▶ _Description of the task_: Please return the lines of the data that contain "important".

#### Records supplied ####

Issue #1058, opened 2016-07-15
SmartSense Open/Closed Sensor, SmartSense Moisture, Simulated Switch (and other many other DTHs) is missing standard Capability "sensor" and/or "actuator"


CosmicPuppy:
### All DTHs should claim `capability "sensor"` and/or `capability "actuator"`.

_For reference,_ the **SmartSense _Motion_ Sensor** correctly claims `capability "sensor"` here:
https://github.com/SmartThingsCommunity/SmartThingsPublic/blob/2b3a4e1278fbf2838621cf6a419cbbde9d37224c/devicetypes/smartthings/smartsense-motion-temp-sensor.src/smartsense-motion-temp-sensor.groovy#L26

But the **SmartSense _Open/Closed_ Sensor** does not:
https://github.com/SmartThingsCommunity/SmartThingsPublic/blob/2b3a4e1278fbf2838621cf6a419cbbde9d37224c/devicetypes/smartthings/smartsense-open-closed-sensor.src/smartsense-open-closed-sensor.groovy#L21

---

This is critical to **SmartTiles V6** because we encourage the users to select _all_ their devices with two general filter input statements (sensor and actuator). As such, Devices of this DTH are currently not selectable in our SmartApp: **SmartTiles V6 Beta (Connect)**.

CosmicPuppy:
`Capability "sensor"` is _**also**_ missing in:  https://github.com/SmartThingsCommunity/SmartThingsPublic/blob/master/devicetypes/smartthings/tile-ux/tile-basic-presence.src/tile-basic-presence.groovy#L20

CosmicPuppy:
**And on SmartSense Moisture Sensor:**
https://github.com/SmartThingsCommunity/SmartThingsPublic/blob/2b3a4e1278fbf2838621cf6a419cbbde9d37224c/devicetypes/smartthings/smartsense-moisture-sensor.src/smartsense-moisture-sensor.groovy#L18

workingmonk:
closing this issue as you've open the PRs to fix the issue

PR #1101, opened 2016-08-05
Added Capability "Sensor" and/or "Actuator" per DTH standards.

CosmicPuppy:
There are some integrations out there using the "Actuator" and "Sensor" Capabilities and instances of these Devices (and perhaps more) do not show up for them. _Example_ SmartApp "SmartTiles V6 Beta".
- Ref Docs: http://docs.smartthings.com/en/latest/device-type-developers-guide/overview.html?highlight=sensor%20actuator#actuator-and-sensor
- Ref Issue #1058.
- Ref @tslagle13 for more info regarding **SmartTiles V6**'s use of these standard Capabilities as device authorization input filters.

**CC:** @tylerlange , @workingmonk 

_Thank-you!_

### DIFF
--- a/devicetypes/smartthings/testing/simulated-color-control.src/simulated-color-control.groovy
+++ b/devicetypes/smartthings/testing/simulated-color-control.src/simulated-color-control.groovy
@@ -1,6 +1,8 @@
 metadata {
 	definition (name: "Simulated Color Control", namespace: "smartthings/testing", author: "SmartThings") {
     	capability "Color Control"
+		capability "Sensor"
+		capability "Actuator"
 	}
 
 	simulator {
--- a/devicetypes/smartthings/testing/simulated-switch.src/simulated-switch.groovy
+++ b/devicetypes/smartthings/testing/simulated-switch.src/simulated-switch.groovy
@@ -16,6 +16,8 @@ metadata {
     definition (name: "Simulated Switch", namespace: "smartthings/testing", author: "bob") {
 		capability "Switch"
         capability "Relay Switch"
+		capability "Sensor"
+		capability "Actuator"
 
 		command "onPhysical"
 		command "offPhysical"
--- a/devicetypes/smartthings/smartsense-moisture-sensor.src/smartsense-moisture-sensor.groovy
+++ b/devicetypes/smartthings/smartsense-moisture-sensor.src/smartsense-moisture-sensor.groovy
@@ -22,6 +22,7 @@ metadata {
 		capability "Temperature Measurement"
 		capability "Water Sensor"
 		capability "Health Check"
+		capability "Sensor"		
 
 		command "enrollResponse"
 
--- a/devicetypes/smartthings/smartsense-motion-sensor.src/smartsense-motion-sensor.groovy
+++ b/devicetypes/smartthings/smartsense-motion-sensor.src/smartsense-motion-sensor.groovy
@@ -22,6 +22,7 @@ metadata {
 		capability "Temperature Measurement"
 		capability "Refresh"
 		capability "Health Check"
+		capability "Sensor"		
 
 		command "enrollResponse"
 
--- a/devicetypes/smartthings/smartsense-open-closed-accelerometer-sensor.src/smartsense-open-closed-accelerometer-sensor.groovy
+++ b/devicetypes/smartthings/smartsense-open-closed-accelerometer-sensor.src/smartsense-open-closed-accelerometer-sensor.groovy
@@ -24,6 +24,7 @@
  		capability "Refresh"
  		capability "Temperature Measurement"
 		capability "Health Check"
+		capability "Sensor"
 
 		command "enrollResponse"
  	}
--- a/devicetypes/smartthings/smartsense-temp-humidity-sensor.src/smartsense-temp-humidity-sensor.groovy
+++ b/devicetypes/smartthings/smartsense-temp-humidity-sensor.src/smartsense-temp-humidity-sensor.groovy
@@ -21,6 +21,7 @@ metadata {
 		capability "Temperature Measurement"
 		capability "Relative Humidity Measurement"
 		capability "Health Check"
+		capability "Sensor"
 
 		fingerprint endpointId: "01", inClusters: "0001,0003,0020,0402,0B05,FC45", outClusters: "0019,0003"
 	}
--- a/devicetypes/smartthings/testing/simulated-alarm.src/simulated-alarm.groovy
+++ b/devicetypes/smartthings/testing/simulated-alarm.src/simulated-alarm.groovy
@@ -16,6 +16,8 @@
 metadata {
 	definition (name: "Simulated Alarm", namespace: "smartthings/testing", author: "SmartThings") {
 		capability "Alarm"
+		capability "Sensor"
+		capability "Actuator"
 	}
 
 	simulator {
--- a/devicetypes/smartthings/testing/simulated-contact-sensor.src/simulated-contact-sensor.groovy
+++ b/devicetypes/smartthings/testing/simulated-contact-sensor.src/simulated-contact-sensor.groovy
@@ -15,6 +15,7 @@ metadata {
 	// Automatically generated. Make future change here.
 	definition (name: "Simulated Contact Sensor", namespace: "smartthings/testing", author: "bob") {
 		capability "Contact Sensor"
+		capability "Sensor"
 
 		command "open"
 		command "close"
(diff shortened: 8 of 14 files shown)


tslagle13:
@workingmonk, Can we merge these changes? Seems really straight forward to me.

devicetypes/smartthings/testing/simulated-color-control.src/simulated-color-control.groovy
```diff
@@ -1,6 +1,8 @@
 metadata {
 	definition (name: "Simulated Color Control", namespace: "smartthings/testing", author: "SmartThings") {
     	capability "Color Control"
+		capability "Sensor"
```
workingmonk, line 4: should color control have capability sensor?

devicetypes/smartthings/testing/simulated-switch.src/simulated-switch.groovy
```diff
@@ -16,6 +16,8 @@ metadata {
     definition (name: "Simulated Switch", namespace: "smartthings/testing", author: "bob") {
 		capability "Switch"
         capability "Relay Switch"
+		capability "Sensor"
```
workingmonk, line 19: sensor for switch?

workingmonk:
@tslagle13 added comments

devicetypes/smartthings/testing/simulated-switch.src/simulated-switch.groovy
CosmicPuppy, line 19: ## **Yes!!!**
- _Any_ Device that _sends / reports_ Events for Attribute values (i.e., reports a key State, but not counting some non-key function like "Battery"), _is_ a **Sensor**.

A **Switch** _reports_ when it turned `on` or `off`. Perhaps better explained that _most_ (or at least _many_) Switches can be _physically_ activated; thus, the Switch is "sensing" the activation and reporting it.

Per these lines of Code; the Simulated Switch does **_send / report**_ Events (including simulated "physically **_sensed_**" events:  https://github.com/CosmicPuppy/SmartThingsPublic/blob/7beb2e390520609dc4f8088b6d6507499017a8fe/devicetypes/smartthings/testing/simulated-switch.src/simulated-switch.groovy#L47-L65

---

By contrast, an "Actuator" is any Thing that _receives_ and acts upon Commands (again, except for secondary Commands like Configure, Poll, and Refresh). Obviously a smart Switch is **_also_** an Actuator, as it _receives_ and acts upon the Commands `on()` and `off()`.

A smart Thermometer (not a _thermostat_) is **_not**_ an "Actuator" because it has no Commands. It only senses and reports temperature, it does not receive Commands to _set_ Temperature. If it accepts configure commands (e.g., perhaps to configure the scale C/F, or refresh), those don't count as actuator qualifying properties. Similarly for a Moisture/Leak Sensor (unless it _also_ is a part of a Valve control / actuation device).

tslagle13:
Agreed. @CosmicPuppy can you update the PR please to remove sensor for the switch and color control DHs?

devicetypes/smartthings/testing/simulated-color-control.src/simulated-color-control.groovy
CosmicPuppy, line 4: - Any Device that sends / reports Events / Attribute values (i.e., reports a key State ... not counting something secondary like "Battery"), is a Sensor.

So... If the Device "reports" if something else changes it's color, then it is acting as a Sensor. 

(_I'm checking the code now to see if this is true_ ... **Update:** Well; perhaps since it is a "simulated boilerplate device", this particular DTH does not report externally initiated changes. So this _particular_ code does not provide any Sensor functionality. I included "Sensor" since _real_ Color DTH's probably do provide color feedback (e.g., if a Hue Bridge connected Hue Bulb is updated from the Hue App, SmartThings updates the Color Tile with the latest real value, right? Or hopefully, it should. My Hue Bridge connected bubs are not great from a synchronization of state viewpoint, unfortunately; but I think that's a bug.).

**EDIT**: Just confirmed that Hue bulbs indeed report Color change Events; thus Hue Bulbs are "Sensors" in that they "Sense" if someone has changed their color, and report what they _sensed_.

```
2016-08-10 1:11:33.806 PM PDT
moments ago DEVICE      color   #3B21FF     Den Centre color is #3B21FF
2016-08-10 1:11:33.345 PM PDT
moments ago DEVICE      color   #3C21FF     Den Centre color is #3C21FF
```

---

**BTW:** For the purpose of SmartTiles V6 SmartApp (and many similar SmartApps), it actually doesn't matter if Sensor and/or Actuator are properly used, as long as one and/or the other Capability is claimed for every single Device. Every DTH must be one and/or the other; unless it is a very, very weird DTH -- I'd love to know of any such example.

Our SmartApp just uses Sensor / Actuator as master input filters and then query the selected Devices for their detailed _specific_ Capabilities in order to know what services to provide for them.

CosmicPuppy: - Any Device that sends / reports Events / Attribute values (i.e., reports a key State ... not counting something secondary like "Battery"), is a Sensor.

So... If the Device "reports" if something else changes it's color, then it is acting as a Sensor. (I'm checking the code now to see if this is true).

---------
**BTW:** For the purpose of SmartTiles V6 SmartApp (and many similar SmartApps), it actually doesn't matter if Sensor and/or Actuator are properly used, as long as one and/or the other Capability is claimed for every single Device. Every DTH must be one and/or the other; unless it is a very, very weird DTH -- I'd love to know of any such example.

Our SmartApp just uses Sensor / Actuator as master input filters and then query the selected Devices for their detailed *specific* Capabilities in order to know what services to provide for them.

CosmicPuppy:
Per Line Note response above, _nearly all_ **Switches** are **Sensors**. --> https://github.com/SmartThingsCommunity/SmartThingsPublic/pull/1101#discussion_r74313629
- [ ] I can update "**Simulated** Color Control" DH ... but let's double-check them all for a moment, first.

workingmonk:
from that point of view, anything with a state is a sensor. so except for buttons, everything will have the sensor capability

CosmicPuppy:
@workingmonk: I agree with you at least 80%.

While the DTH functionality and it's state, etc., is important in the definition, it is important to also consider the nature and purpose of the Physical Device.

For example, I mentioned that a Device which "happens" to report its Battery level, doesn't have to claim Capability Sensor, as that is an internal non-environmental function of the Device. If it were monitoring the Battery on your Car or UPS system ... well, then, definitely, it is a "Sensor".

---

Ironically, your **Button** example is actually incorrect, I think...
- A **Button** is definitely a **_Sensor_**. It _reports / sends_ to SmartThings when it senses it has been "`pushed`" or "`held`".
- A **Button** however, is not necessarily an **_Actuator**_! An Aeon Minimote, for example, does not directly / physically do anything and, it does not have Commands because of this. (Reference [Docs](http://docs.smartthings.com/en/latest/capabilities-reference.html#button) ... Button has no Commands).  **NB:** Some implementations of Button are written to have allow "virtual presses" from SmartApps or Sub-Tiles. This does not make Button an Actuator.

---

Perhaps the simplest _objective_ way to explain it (which you can then _think about and apply to the real world_) is:
1. If a Device has Commands to make it "do something", then it is an **Actuator**. I exclude counting internal Commands like `refresh(), poll(), configure()`. The except is if these Commands don't make the Device _do something_, such as "virtual (non-physical) presses" on a Button.
2. If a Device reports (via Attribute Events) something either physically or from some other automated source, then it is a **Sensor**. I exclude counting sensed internal stuff like Battery ... but it is very rare that a Device which reports Battery isn't also reporting something external like a Switch being flipped, a Temperature, Contact, Motion, Wind Speed, Shock, Button Pressed, Tile Clicked, etc.).

A Siren is an Actuator (has Commands). A glass break detector is a Sensor (no Commands, just Attribute events). .... etc., etc..

workingmonk:
oops. i meant the other way around for the button example. i agree with your theory too, but let me confirm this internally on the actuator v/s sensor debate.

i don't mean to push out this PR. this definitely is one of the things that we want to fix. but we are going to fix it all, lets get it right

CosmicPuppy:
OK. @jimmyjames and a few of us had this discuss a long while back because he was trying to ensure the [Documentation](http://docs.smartthings.com/en/latest/device-type-developers-guide/overview.html?highlight=sensor%20actuator#actuator-and-sensor) was accurate.

The discussion eventually focused on whether or not a DTH had Commands ... which really is a great way to define Actuators (except for the ones that cheat and the internal Commands).

But, as mentioned, Sensors are also defined by their code ... i.e., do they send/report sensed Events. I'm repeating myself; but **_Switch**_ is an excellent example. If a Switch _only_ accepted Commands and turned on/off the power to something, but **_never_** reported its State, then, and only then, would it _not_ be a Sensor. Such a Switch would be unusual, and annoying, but it could exist. Luckily, that's not what we're dealing with here.

---

Please don't let the distinction distract from the **important and urgent** goal that SmartTiles needs every DTH to be one and/or the other ... we don't care at all if it is "correct".

workingmonk:
👍 
since we all agreed to the change internally, i am approving and merging this change in.

workingmonk:
@tslagle13 can you add a ticket number to the PR?

PR #1116, opened 2016-08-12
[CHF-204] Implementation of PING in SmartPower Outlet

jackchi:
Implement `PING` to read on/off attribute from Outlet

PING also artificially create `deviceWatch-lastActivity` event in cases of `isStateChange:false` cases 

Fix refresh() to use `zigBee.electricMeasurementPowerRefresh` 

screen shot 2016-08-12 at 2 34 35 pm

cc @ShunmugaSundar @mortent @darksun


jackchi:
I talked to Tom Manley and the wrapper substitution is good. I'm merging this now.

PR #1128, opened 2016-08-17
SSVD-2465 Philips Hue No description for slider

larsfinander:
-Changed Kelvin tile to Whites (same as Philips Hue app) to reduce user confusion


larsfinander:
@workingmonk  Just waiting for QA

PR #1130, opened 2016-08-18
SSVD-2465 changing the kelvin tile to name tiles for OSRAM

workingmonk:
@tpmanley please review the change
cc @larsfinander for possibly changing tile for hue


workingmonk:
approved by Tom

PR #1138, opened 2016-08-23
SSVD-2532 setting up the generic name at install

workingmonk:
cc @tpmanley


tpmanley:
:+1:

Commit message doesn't seem to match the code so double check that this is what you intended

PR #1141, opened 2016-08-23
  Revert DPROT-2: "Update DTHs to use ZigBee library ZoneStatus"

varzac:
This reverts commit 7bfa0304afccb6b39e967eb7be80219b19f448f2.

@tpmanley @workingmonk

PR #1144, opened 2016-08-23
DPROT-2 Reverting again to put the change back " Revert "Update DTHs to use ZigBee library ZoneStatus""

workingmonk:
Reverts SmartThingsCommunity/SmartThingsPublic#1141

cc @tpmanley @varzac


varzac:
👍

####

▶ _Result for this task_:
While the DTH functionality and it's state, etc., is important in the definition, it is important to also consider the nature and purpose of the Physical Device.
Please don't let the distinction distract from the **important and urgent** goal that SmartTiles needs every DTH to be one and/or the other ... we don't care at all if it is "correct".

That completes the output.